Qwen Launches Qwen3 TTS Multilingual Text-to-Speech AI

    
        By vramkickedin    
     | 
    
            January 30, 2026 at 3:17 pm        
    
     | 
    
        2 min read

Qwen has introduced Qwen3 TTS, a versatile text-to-speech series trained on over 5 million hours of speech data across 10 different languages. The new AI technology delivers exceptional capabilities in voice cloning, generation, and control with unprecedented low-latency streaming performance.

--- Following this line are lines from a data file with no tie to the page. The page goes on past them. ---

PR #420, opened 2021-07-19
Update Stream.cpp to handle bytes in range 0x80 to 0xff

drmpf:
Fixes reading bytes in the range 0x80 to 0xff

### DIFF
--- a/cores/arduino/Stream.cpp
+++ b/cores/arduino/Stream.cpp
@@ -33,8 +33,10 @@ int Stream::timedRead()
   int c;
   _startMillis = millis();
   do {
-    c = read();
-    if (c >= 0) return c;
+  	if (available()) { // skip read of -1's
+      c = read();
+      return c & (0x00ff); // prevent sign extension from 0xff return
+    }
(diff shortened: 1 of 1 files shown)


yumkam:
I don't see why this is necessary/correct.
`read()/peek()` is supposed to return either char as non-negative integer in range of 0 to 255 (e.g. cast from `unsigned char` or `uint8_t` to `int`), or `-1` in case of error/timeout. `< 0` check is correct.
If some derived class cast from (signed) `char` to `int` (and return chars in `[\x80-\xff]` range as negative int), then it is broken and must be fixed; this PR only (partially) hides the problem (and moves problem up call-chain).
(As far as I can see, `HardwareSerial`, `SoftwareSerial`, `CDC` and `Wire` are correct).
(That said, I noticed `Stream::parseInt` and `Stream::parseFloat` are broken - they mishandle `ignore = '\xff'` [and it is NOT fixed by this PR either]).

drmpf:
You are correct. I 'fixed' a problem that does not exist.  Closing this.

PR #422, opened 2021-07-23
HID bugfix: SET_IDLE uses wValueH for duration, not wValueL

mdevaev:
The duration in the SET_IDLE request is actually responsible for the highest byte, not the lowest. Here is an excerpt from the standard:
image

image

To verify this, I used [USBCV](https://www.usb.org/document-library/usb3cvx64-tool), the official tool for testing compliance with USB standards. Without this patch, the "Idle Test" was a failure, everything works as it should with the patch.), the official tool for testing compliance with USB standards. Without this patch, the "Idle Test" was a failure, everything works as it should with the patch.

### DIFF
--- a/libraries/HID/src/HID.cpp
+++ b/libraries/HID/src/HID.cpp
@@ -128,7 +128,7 @@ bool HID_::setup(USBSetup& setup)
 			return true;
 		}
 		if (request == HID_SET_IDLE) {
-			idle = setup.wValueL;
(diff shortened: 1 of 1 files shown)


NicoHood:
It is very likely that the ARM core and all other cores need that fix as well!

mdevaev:
@per1234 Could you take a look at this? This is a one-line fix.

PR #425, opened 2021-08-09
Add docs folder (SoftwareSerial)

canchebagur:


MakerPact:
@per1234 This is showing up as still open. Do you need help with this? if so what, and where should I look into it at?

per1234:
Hi @MaderDash. No we don't need help with this.

If we need help with a pull request, we will add a statement to that effect. So if you don't see such a statement, please assume no help is needed.

You are welcome to look through the issues in our repositories to find opportunities to contribute. You should generally be self-directed in such contributions. If you have to ask on GitHub for assistance to make a contribution then it is likely the project maintainers would end up putting more effort into assisting you than we would just doing it ourselves. Of course there is value in mentorship, but we simply don't have any resources to dedicate to that at this time.

You are always welcome to request assistance or open discussions over on Arduino Forum:

https://forum.arduino.cc/

PR #441, opened 2021-12-02
Add another Mega2560 Board, with CP2012

softhack007:
This patch adds the PID/VID for my "KS0499 Mega 2560 Plus Board" (keyestudio). 
It is a mega2560,  with has the CP2012 as USB interface. For more Information, see  https://wiki.keyestudio.com/KS0499_KEYESTUDIO_Mega_2560_Plus_Board


WestfW:
Won't that cause all boards using the cp2102 (which I assume is what you meant?) to identify as a MEGA?
It's a generic USB/Serial converter - is keystudio modifying the vid/pid explicitly to indentify their board (if that's even possible)?
It's not necessary for the IDE to identify a board with a generic USB/Serial adapter specifically, in order to use it.  It will just show up in the PORTS list as an unidentified serial port.

softhack007:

Advanced Audio Capabilities

The Qwen3 TTS models showcase remarkable features that set them apart from existing text-to-speech technologies:

Support for 3-second voice cloning
Multilingual generation across 10 languages
Ultra-low first-packet latency (97-101 ms)
Natural language-based voice design and control
Streaming text input and audio output
Supports speaker-consistent multilingual generation

Model Family and How It Generates

The model family includes 5 models and a tokenizer, offering developers very flexible options for voice generation. Variants of the models include:

Qwen3-TTS-12Hz-1.7B-CustomVoice
Qwen3-TTS-12Hz-1.7B-VoiceDesign
Qwen3-TTS-12Hz-1.7B-Base
Qwen3-TTS-12Hz-0.6B-CustomVoice
and Qwen3-TTS-12Hz-0.6B-Base

'We evaluate the model’s ability to clone unseen voices by measuring content consistency—specifically Word Error Rate (WER)—on the public Seed-TTS,' says one developer, noting their Zero-Shot Speech Generation. Another states, regarding the Multilingual Speech Generation 'To assess linguistic versatility, we examine both content intelligibility and speaker similarity in a zero-shot multilingual setting using the multilingual test set'.